PR #518, opened 2019-07-25
Fix skip_inference option in python

ir5:
#508 caused a bug: computation_order option will not work from python code.
This PR will fix the issue.

### DIFF
--- a/chainer_compiler/chainer_compiler.py
+++ b/chainer_compiler/chainer_compiler.py
@@ -311,7 +311,7 @@ class CompiledModel(chainer.Chain):
 
         runtime_kwargs = {}
         if (self.runtime_kwargs is not None and
-            self.num_iterations % (self.quiet_period + 1) == 0):
+           self.num_iterations % (self.quiet_period + 1) == 0):
             runtime_kwargs.update(self.runtime_kwargs)
         self.num_iterations += 1
 
--- a/chainer_compiler/chainer_compiler.py
+++ b/chainer_compiler/chainer_compiler.py
@@ -311,7 +311,7 @@ class CompiledModel(chainer.Chain):
 
         runtime_kwargs = {}
         if (self.runtime_kwargs is not None and
-           self.num_iterations % (self.quiet_period + 1) == 0):
+            self.num_iterations % (self.quiet_period + 1) == 0):
             runtime_kwargs.update(self.runtime_kwargs)
         self.num_iterations += 1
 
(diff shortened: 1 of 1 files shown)


chainer_compiler/chainer_compiler.py
```diff
@@ -238,10 +238,8 @@ def __init__(self, model, onnx_file, used_translator, dump_onnx=False,
 
     def compile(self, onnx_file):
         # TODO(hamaji): Revive shape inference.
```
shinh: Could you move this comment to line 262 again?

chainer_compiler/chainer_compiler.py
```diff
@@ -262,6 +260,8 @@ def compile(self, onnx_file):
                              bwd_graph.dump() +
                              '\n=== ^^^ backward ^^^ ===\n')
 
+        _chainer_compiler_core.configure(skip_inference=True)
```
shinh: I think the original logic,
```
        compiler_kwargs = {'skip_inference': True}
        if self.compiler_kwargs is not None:
            compiler_kwargs.update(self.compiler_kwargs)
        _chainer_compiler_core.configure(**compiler_kwargs)
```
is more appropriate here. Doesn't this work for you?

chainer_compiler/chainer_compiler.py
```diff
@@ -311,7 +311,7 @@ def forward(self, *args):
 
         runtime_kwargs = {}
         if (self.runtime_kwargs is not None and
-            self.num_iterations % (self.quiet_period + 1) == 0):
+           self.num_iterations % (self.quiet_period + 1) == 0):
```
shinh: Could you revert this unnecessary change?

chainer_compiler/chainer_compiler.py
ir5: Because `graph.backward_to_with_order` depends on some global variables, `_chainer_compiler_core.configure` should be called before `graph.backward_to_with_order`.

chainer_compiler/chainer_compiler.py
ir5: fixed.

chainer_compiler/chainer_compiler.py
ir5: It seems that `flake8` outputs an error at this part. But if we don't need to care, then I will revert.

chainer_compiler/chainer_compiler.py
shinh: Yeah, I'm OK with line 242, but I think it's better to put the 4 lines here again. Otherwise, `compile` calls in line 270 and 271 will ignore `compiler_kwargs` specified by the user.

ir5: Ah, I understood. Thank you for pointing out this part. Now I fixed.

shinh:
Thanks!!

PR #519, opened 2019-07-25
Fix --check_(infs|nans) for optional outputs

shinh:


shinh:
ChainerCI, test this please

PR #529, opened 2019-07-27
Compile resnet

Rishav1:


Rishav1:
Found the cause of travis failure. Implemented builtin `sum` in this PR and elichika is confusing `F.sum` with the builtin `sum`.

durswd:
it maybe fix this problem.

https://github.com/pfnet-research/chainer-compiler/pull/530

Rishav1:
Some issues in support for max, min & sum builtin. Will add it in a different PR because they are unrelated to resnet.

PR #533, opened 2019-07-28
Rename all XC prefixes to ChxVM

shinh:


shinh:
ChainerCI, test this please

PR #544, opened 2019-07-31
[WIP] Support Windows

durswd:


compiler/computation_order/policy_gt.cc
```diff
@@ -229,7 +229,8 @@ std::tuple<int64_t, int64_t, size_t> ComputeConsumptionInfo(const SimpleGraph& s
 std::vector<NodeSet> ComputeDP(const SimpleGraph& sg, const std::vector<NodeSet>& lower_sets, const int64_t& budget) {
     size_t nl = lower_sets.size();
     // opt[lower_set_index][flops] := <minimum memory consumption, prev_ls, prev_flops>
-    std::map<size_t, std::tuple<int64_t, size_t, size_t>> opt[nl];
+    std::vector<std::map<size_t, std::tuple<int64_t, size_t, size_t>>> opt;
```
shinh: `opt(nl)` and remove the next line?

runtime/CMakeLists.txt
```diff
@@ -3,13 +3,17 @@ set(CHAINER_COMPILER_COMMON_DIR ${CHAINER_COMPILER_ROOT_DIR}/common)
 set(GOOGLETEST_INCLUDE_DIRS ${CHAINER_COMPILER_ROOT_DIR}/googletest/googletest/include)
 set(GSLLITE_INCLUDE_DIRS ${CHAINER_COMPILER_ROOT_DIR}/gsl-lite/include)
 
+if(MSVC)
+    find_package(PythonInterp 3)
```
shinh: Thanks for pointing this out! I think we should move this to the top-level CMakeLists.txt without `if(MSVC)` guard and replace all `python3`.

PR #546, opened 2019-07-31
Start supporting SNPE backend

take-cheeze:
- [x] Run dlc like caffe2 https://github.com/pytorch/pytorch/tree/b8c8977be797cb16354aa97c3fcdc910d3e9e5c5/caffe2/mobile/contrib/snpe
- [x] Generate ONNX to dlc


runtime/ops/dldt.cc
```diff
@@ -9,14 +9,11 @@
 
 #include <inference_engine.hpp>
 
-#include <common/log.h>
-
 #else
```
shinh: could you remove #else?

PR #552, opened 2019-08-01
Fix tiny yolo v2 path

take-cheeze:


take-cheeze:
Seems to have Tiny YOLO v2 model generated by ONNX in https://github.com/pfnet-research/chainer-compiler/blob/35afb6f33c5a84630e89bd00eb2b4c6ee47e8a94/scripts/gen_chainercv_model_tests.py#L46 already

take-cheeze:
Will split some needs to be merge so closing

***

WHAT YOU ARE ASKED TO DO — Every entry above should be transcribed exactly as it appears.

ANSWER TO THE PROBLEM —
PR #518, opened 2019-07-25
Fix skip_inference option in python

ir5:
#508 caused a bug: computation_order option will not work from python code.
This PR will fix the issue.

### DIFF
--- a/chainer_compiler/chainer_compiler.py
+++ b/chainer_compiler/chainer_compiler.py
@@ -311,7 +311,7 @@ class CompiledModel(chainer.Chain):
 
         runtime_kwargs = {}
         if (self.runtime_kwargs is not None and
-            self.num_iterations % (self.quiet_period + 1) == 0):
+           self.num_iterations % (self.quiet_period + 1) == 0):
             runtime_kwargs.update(self.runtime_kwargs)
         self.num_iterations += 1
 
--- a/chainer_compiler/chainer_compiler.py
+++ b/chainer_compiler/chainer_compiler.py
@@ -311,7 +311,7 @@ class CompiledModel(chainer.Chain):
 
         runtime_kwargs = {}
         if (self.runtime_kwargs is not None and
-           self.num_iterations % (self.quiet_period + 1) == 0):
+            self.num_iterations % (self.quiet_period + 1) == 0):
             runtime_kwargs.update(self.runtime_kwargs)
         self.num_iterations += 1
 
(diff shortened: 1 of 1 files shown)


chainer_compiler/chainer_compiler.py
```diff
@@ -238,10 +238,8 @@ def __init__(self, model, onnx_file, used_translator, dump_onnx=False,
 
     def compile(self, onnx_file):
         # TODO(hamaji): Revive shape inference.
```
shinh: Could you move this comment to line 262 again?

chainer_compiler/chainer_compiler.py
```diff
@@ -262,6 +260,8 @@ def compile(self, onnx_file):
                              bwd_graph.dump() +
                              '\n=== ^^^ backward ^^^ ===\n')
 
+        _chainer_compiler_core.configure(skip_inference=True)
```
shinh: I think the original logic,
```
        compiler_kwargs = {'skip_inference': True}
        if self.compiler_kwargs is not None:
            compiler_kwargs.update(self.compiler_kwargs)
        _chainer_compiler_core.configure(**compiler_kwargs)
```
is more appropriate here. Doesn't this work for you?

chainer_compiler/chainer_compiler.py
```diff
@@ -311,7 +311,7 @@ def forward(self, *args):
 
         runtime_kwargs = {}
         if (self.runtime_kwargs is not None and
-            self.num_iterations % (self.quiet_period + 1) == 0):
+           self.num_iterations % (self.quiet_period + 1) == 0):
```
shinh: Could you revert this unnecessary change?

chainer_compiler/chainer_compiler.py
ir5: Because `graph.backward_to_with_order` depends on some global variables, `_chainer_compiler_core.configure` should be called before `graph.backward_to_with_order`.

chainer_compiler/chainer_compiler.py
ir5: fixed.

chainer_compiler/chainer_compiler.py
ir5: It seems that `flake8` outputs an error at this part. But if we don't need to care, then I will revert.

chainer_compiler/chainer_compiler.py
shinh: Yeah, I'm OK with line 242, but I think it's better to put the 4 lines here again. Otherwise, `compile` calls in line 270 and 271 will ignore `compiler_kwargs` specified by the user.

ir5: Ah, I understood. Thank you for pointing out this part. Now I fixed.

shinh:
Thanks!!

PR #519, opened 2019-07-25
Fix --check_(infs|nans) for optional outputs

shinh:


shinh:
ChainerCI, test this please

PR #529, opened 2019-07-27
Compile resnet

Rishav1:


Rishav1:
Found the cause of travis failure. Implemented builtin `sum` in this PR and elichika is confusing `F.sum` with the builtin `sum`.

durswd:
it maybe fix this problem.

https://github.com/pfnet-research/chainer-compiler/pull/530

Rishav1:
Some issues in support for max, min & sum builtin. Will add it in a different PR because they are unrelated to resnet.

PR #533, opened 2019-07-28
Rename all XC prefixes to ChxVM

shinh:


shinh:
ChainerCI, test this please

PR #544, opened 2019-07-31
[WIP] Support Windows

durswd:


compiler/computation_order/policy_gt.cc
```diff
@@ -229,7 +229,8 @@ std::tuple<int64_t, int64_t, size_t> ComputeConsumptionInfo(const SimpleGraph& s
 std::vector<NodeSet> ComputeDP(const SimpleGraph& sg, const std::vector<NodeSet>& lower_sets, const int64_t& budget) {
     size_t nl = lower_sets.size();
     // opt[lower_set_index][flops] := <minimum memory consumption, prev_ls, prev_flops>
-    std::map<size_t, std::tuple<int64_t, size_t, size_t>> opt[nl];
+    std::vector<std::map<size_t, std::tuple<int64_t, size_t, size_t>>> opt;
```
shinh: `opt(nl)` and remove the next line?

runtime/CMakeLists.txt
```diff
@@ -3,13 +3,17 @@ set(CHAINER_COMPILER_COMMON_DIR ${CHAINER_COMPILER_ROOT_DIR}/common)
 set(GOOGLETEST_INCLUDE_DIRS ${CHAINER_COMPILER_ROOT_DIR}/googletest/googletest/include)
 set(GSLLITE_INCLUDE_DIRS ${CHAINER_COMPILER_ROOT_DIR}/gsl-lite/include)
 
+if(MSVC)
+    find_package(PythonInterp 3)
```
shinh: Thanks for pointing this out! I think we should move this to the top-level CMakeLists.txt without `if(MSVC)` guard and replace all `python3`.

PR #546, opened 2019-07-31
Start supporting SNPE backend

take-cheeze:
- [x] Run dlc like caffe2 https://github.com/pytorch/pytorch/tree/b8c8977be797cb16354aa97c3fcdc910d3e9e5c5/caffe2/mobile/contrib/snpe
- [x] Generate ONNX to dlc


runtime/ops/dldt.cc
```diff
@@ -9,14 +9,11 @@
 
 #include <inference_engine.hpp>
 
-#include <common/log.h>
-
 #else
```
shinh: could you remove #else?

PR #552, opened 2019-08-01
Fix tiny yolo v2 path

take-cheeze:


take-cheeze:
Seems to have Tiny YOLO v2 model generated by ONNX in https://github.com/pfnet-research/chainer-compiler/blob/35afb6f33c5a84630e89bd00eb2b4c6ee47e8a94/scripts/gen_chainercv_model_tests.py#L46 already

take-cheeze:
Will split some needs to be merge so closing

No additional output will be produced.